■ WHAT YOU SHOULD DO: Within the material, how many of the lines include the word "does"? State only that number.

■ DATASET RECORDS:
PR #1757, opened 2024-11-06
Fix recognization of deprecated FeatureCollections in deegree

### LINKED ISSUE #1752: Recognization of FeatureCollections in deegree
## Background
deegree GML tools CLI is used to generate configuration from an INSPIRE schema. However, the generated configuration is empty. We analyzed this and the result was that some FeatureTypes are recognized as FeatureCollections. There is no configuration written for FeatureCollections.
The problem occurred with INSPIRE schema Geophysics and FeatureTypes `ge_gp:GeophProfile` and `ge_gp:Campaign`.

## What does the [GML specification](https://portal.ogc.org/files/?artifact_id=20509) say?
The specification says: "A GML feature collection is any GML feature with a property element in its content model whose content model is derived by extension from gml:AbstractFeatureMemberType (see 9.9.2)" 

## How does deegree behave?
FeatureTypes are considered as FeatureCollection in method ​[isGML32FeatureCollection()](https://github.com/deegree/deegree3/blob/f227d2c29c677c72fbf266d8fdf015caec3ed3d8/deegree-core/deegree-core-base/src/main/java/org/deegree/gml/schema/GMLSchemaInfoSet.java#L550) if they have a property which is either derived from "AbstractFeatureMemberType" or "FeaturePropertyType".
There is also following comment in the code:
```
// handle deprecated FeatureCollection types as well (their properties are not
// based on
// AbstractFeatureMemberType, but on FeaturePropertyType)
```

## How is this use case (INSPIRE) handled by deegree?
The INSPIRE schema has properties which are derived from "gml:FeaturePropertyType" and, thus, those FeatureTypes are considered as FeatureCollections by deegree.
In this case, the property "sam:sampledFeature" defined by https://schemas.opengis.net/sampling/2.0/samplingFeature.xsd causes the problem as it is of type "gml:FeaturePropertyType":
```
...
<element name="sampledFeature" type="gml:FeaturePropertyType" maxOccurs="unbounded" nillable="true" block="#all">
...
```

## Why is deegree behaving like this?
The "AbstractFeatureCollectionType" is defined in ​https://schemas.opengis.net/gml/3.2.1/deprecatedTypes.xsd and includes a sequence of elements of type "FeaturePropertyType" (element featureMember):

■ WRITTEN RESPONSE: 2